TASK TO CARRY OUT —
Starting with the first line below, reproduce each line exactly until you have included the one bearing "### LINKED ISSUE #9004: split".
====================
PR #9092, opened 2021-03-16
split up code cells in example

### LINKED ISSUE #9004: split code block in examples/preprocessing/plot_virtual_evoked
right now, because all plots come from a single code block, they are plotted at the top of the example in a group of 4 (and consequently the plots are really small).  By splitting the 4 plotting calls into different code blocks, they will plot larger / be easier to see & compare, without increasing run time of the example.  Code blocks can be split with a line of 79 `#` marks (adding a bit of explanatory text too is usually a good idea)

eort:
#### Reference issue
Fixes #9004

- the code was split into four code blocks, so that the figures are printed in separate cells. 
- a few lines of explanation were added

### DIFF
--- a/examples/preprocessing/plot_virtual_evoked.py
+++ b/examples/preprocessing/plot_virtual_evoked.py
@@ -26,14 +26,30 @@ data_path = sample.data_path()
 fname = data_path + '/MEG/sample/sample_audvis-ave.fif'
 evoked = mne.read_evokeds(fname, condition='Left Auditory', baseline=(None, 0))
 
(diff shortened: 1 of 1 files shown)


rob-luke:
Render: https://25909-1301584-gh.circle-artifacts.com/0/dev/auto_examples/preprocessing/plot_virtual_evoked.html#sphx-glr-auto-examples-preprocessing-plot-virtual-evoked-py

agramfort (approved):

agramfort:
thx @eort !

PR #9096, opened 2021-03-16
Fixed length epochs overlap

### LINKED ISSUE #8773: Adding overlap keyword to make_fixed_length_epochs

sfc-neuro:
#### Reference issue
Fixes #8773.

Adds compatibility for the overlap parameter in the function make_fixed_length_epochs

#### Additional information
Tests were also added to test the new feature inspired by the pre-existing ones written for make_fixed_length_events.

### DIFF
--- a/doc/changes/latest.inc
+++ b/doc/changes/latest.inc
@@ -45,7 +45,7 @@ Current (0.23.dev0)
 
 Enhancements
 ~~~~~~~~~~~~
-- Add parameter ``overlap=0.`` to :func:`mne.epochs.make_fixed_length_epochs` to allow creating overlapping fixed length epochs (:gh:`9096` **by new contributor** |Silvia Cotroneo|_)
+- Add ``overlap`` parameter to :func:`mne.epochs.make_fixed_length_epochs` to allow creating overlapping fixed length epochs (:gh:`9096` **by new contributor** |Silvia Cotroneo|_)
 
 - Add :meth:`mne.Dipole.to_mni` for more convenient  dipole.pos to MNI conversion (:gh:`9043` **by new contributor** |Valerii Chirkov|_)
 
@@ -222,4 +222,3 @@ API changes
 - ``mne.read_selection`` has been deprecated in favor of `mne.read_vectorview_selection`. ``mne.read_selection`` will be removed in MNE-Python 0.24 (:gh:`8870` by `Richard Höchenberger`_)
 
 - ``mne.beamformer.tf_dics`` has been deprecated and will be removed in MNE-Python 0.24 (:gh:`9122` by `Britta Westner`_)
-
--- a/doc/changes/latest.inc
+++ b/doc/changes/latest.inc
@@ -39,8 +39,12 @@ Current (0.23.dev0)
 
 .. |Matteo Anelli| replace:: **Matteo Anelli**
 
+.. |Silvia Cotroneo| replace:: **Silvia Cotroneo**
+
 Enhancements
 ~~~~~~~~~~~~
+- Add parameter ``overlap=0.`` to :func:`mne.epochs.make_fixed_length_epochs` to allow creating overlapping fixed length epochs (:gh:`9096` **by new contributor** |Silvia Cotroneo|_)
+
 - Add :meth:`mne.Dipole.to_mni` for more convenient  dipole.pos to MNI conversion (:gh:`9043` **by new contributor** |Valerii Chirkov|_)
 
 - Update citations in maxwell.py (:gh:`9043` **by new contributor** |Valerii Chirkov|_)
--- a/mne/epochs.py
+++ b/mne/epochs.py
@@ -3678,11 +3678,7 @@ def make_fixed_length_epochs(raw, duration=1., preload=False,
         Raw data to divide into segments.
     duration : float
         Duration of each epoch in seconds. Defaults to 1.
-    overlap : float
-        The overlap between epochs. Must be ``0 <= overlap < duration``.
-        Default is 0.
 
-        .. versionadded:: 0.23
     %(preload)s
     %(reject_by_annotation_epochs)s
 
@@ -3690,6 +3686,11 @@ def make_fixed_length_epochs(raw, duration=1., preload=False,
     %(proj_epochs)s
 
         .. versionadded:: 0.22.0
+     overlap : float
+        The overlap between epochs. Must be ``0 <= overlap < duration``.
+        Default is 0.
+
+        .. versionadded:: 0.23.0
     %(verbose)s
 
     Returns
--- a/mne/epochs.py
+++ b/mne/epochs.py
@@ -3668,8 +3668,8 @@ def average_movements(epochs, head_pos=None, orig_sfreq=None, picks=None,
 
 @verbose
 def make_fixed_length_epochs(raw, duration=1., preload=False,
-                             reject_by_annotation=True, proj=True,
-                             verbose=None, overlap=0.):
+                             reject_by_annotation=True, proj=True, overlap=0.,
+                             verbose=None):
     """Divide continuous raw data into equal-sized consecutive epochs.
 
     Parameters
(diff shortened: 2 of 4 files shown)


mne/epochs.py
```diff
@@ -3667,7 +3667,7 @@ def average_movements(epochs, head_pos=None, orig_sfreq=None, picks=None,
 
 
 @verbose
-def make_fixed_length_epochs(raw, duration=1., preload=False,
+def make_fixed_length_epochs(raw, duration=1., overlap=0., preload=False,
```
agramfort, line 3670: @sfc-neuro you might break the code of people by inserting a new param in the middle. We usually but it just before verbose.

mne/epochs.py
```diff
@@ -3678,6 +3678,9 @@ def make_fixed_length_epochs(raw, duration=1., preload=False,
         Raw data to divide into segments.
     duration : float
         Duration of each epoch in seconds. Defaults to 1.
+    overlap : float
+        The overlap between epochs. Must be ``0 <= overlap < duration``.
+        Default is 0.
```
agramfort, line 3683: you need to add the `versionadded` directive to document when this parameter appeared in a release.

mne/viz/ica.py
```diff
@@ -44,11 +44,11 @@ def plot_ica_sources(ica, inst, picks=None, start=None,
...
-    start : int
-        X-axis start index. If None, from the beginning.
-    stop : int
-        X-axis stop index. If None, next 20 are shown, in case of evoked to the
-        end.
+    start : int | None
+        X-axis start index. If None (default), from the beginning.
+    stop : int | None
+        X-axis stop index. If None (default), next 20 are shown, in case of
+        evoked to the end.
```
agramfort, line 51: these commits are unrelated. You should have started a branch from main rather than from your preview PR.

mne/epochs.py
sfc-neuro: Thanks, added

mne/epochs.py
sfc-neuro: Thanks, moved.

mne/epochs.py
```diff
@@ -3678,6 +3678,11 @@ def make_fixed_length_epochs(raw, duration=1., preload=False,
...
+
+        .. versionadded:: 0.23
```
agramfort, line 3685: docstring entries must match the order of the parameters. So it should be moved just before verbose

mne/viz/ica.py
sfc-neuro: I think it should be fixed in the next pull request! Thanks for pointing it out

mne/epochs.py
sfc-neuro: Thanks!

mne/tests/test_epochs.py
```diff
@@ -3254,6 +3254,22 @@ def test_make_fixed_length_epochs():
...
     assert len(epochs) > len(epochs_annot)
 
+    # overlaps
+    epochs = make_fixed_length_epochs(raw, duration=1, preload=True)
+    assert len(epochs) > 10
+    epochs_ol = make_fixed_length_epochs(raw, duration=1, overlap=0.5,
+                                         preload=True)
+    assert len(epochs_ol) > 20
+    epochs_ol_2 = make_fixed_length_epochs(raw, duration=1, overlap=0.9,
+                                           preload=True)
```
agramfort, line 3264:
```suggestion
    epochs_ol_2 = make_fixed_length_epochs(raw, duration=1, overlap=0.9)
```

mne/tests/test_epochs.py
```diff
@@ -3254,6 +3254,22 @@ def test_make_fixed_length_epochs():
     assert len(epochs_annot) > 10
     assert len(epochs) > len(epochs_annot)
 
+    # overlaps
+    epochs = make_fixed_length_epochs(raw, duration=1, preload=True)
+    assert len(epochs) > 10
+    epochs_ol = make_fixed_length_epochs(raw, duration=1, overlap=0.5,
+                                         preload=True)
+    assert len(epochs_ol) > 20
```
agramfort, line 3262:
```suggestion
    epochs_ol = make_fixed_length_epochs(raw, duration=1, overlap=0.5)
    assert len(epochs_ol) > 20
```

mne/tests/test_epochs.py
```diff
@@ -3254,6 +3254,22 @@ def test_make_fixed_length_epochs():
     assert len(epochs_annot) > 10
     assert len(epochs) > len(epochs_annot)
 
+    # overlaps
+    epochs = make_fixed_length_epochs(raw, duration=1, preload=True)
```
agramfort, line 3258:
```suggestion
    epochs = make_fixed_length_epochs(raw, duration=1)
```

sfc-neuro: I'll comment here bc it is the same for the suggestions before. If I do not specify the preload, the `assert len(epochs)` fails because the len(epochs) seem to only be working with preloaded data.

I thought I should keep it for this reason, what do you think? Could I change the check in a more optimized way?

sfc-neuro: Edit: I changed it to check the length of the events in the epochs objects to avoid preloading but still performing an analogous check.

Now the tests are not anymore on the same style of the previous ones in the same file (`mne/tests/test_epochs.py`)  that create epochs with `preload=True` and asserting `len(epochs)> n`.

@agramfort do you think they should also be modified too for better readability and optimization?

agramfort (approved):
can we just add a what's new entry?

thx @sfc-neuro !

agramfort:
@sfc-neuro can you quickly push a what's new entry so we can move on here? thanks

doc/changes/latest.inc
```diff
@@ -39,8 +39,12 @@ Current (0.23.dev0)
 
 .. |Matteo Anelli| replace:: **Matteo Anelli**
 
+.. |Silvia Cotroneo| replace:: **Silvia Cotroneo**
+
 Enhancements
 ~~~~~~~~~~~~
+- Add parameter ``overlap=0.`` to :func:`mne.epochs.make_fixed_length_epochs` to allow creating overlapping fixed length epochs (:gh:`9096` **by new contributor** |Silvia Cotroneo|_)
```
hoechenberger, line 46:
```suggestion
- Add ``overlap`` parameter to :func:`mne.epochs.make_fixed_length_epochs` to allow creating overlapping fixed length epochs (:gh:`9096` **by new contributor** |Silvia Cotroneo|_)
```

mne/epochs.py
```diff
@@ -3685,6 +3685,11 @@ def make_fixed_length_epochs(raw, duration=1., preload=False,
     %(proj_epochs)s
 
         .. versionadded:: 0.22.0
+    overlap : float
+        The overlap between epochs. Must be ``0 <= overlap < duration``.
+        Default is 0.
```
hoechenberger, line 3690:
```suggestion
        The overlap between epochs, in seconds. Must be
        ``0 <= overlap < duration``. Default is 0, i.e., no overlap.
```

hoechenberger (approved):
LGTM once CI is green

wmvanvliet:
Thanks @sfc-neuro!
====================
RESULT FOR THIS TASK —
PR #9092, opened 2021-03-16
split up code cells in example

### LINKED ISSUE #9004: split code block in examples/preprocessing/plot_virtual_evoked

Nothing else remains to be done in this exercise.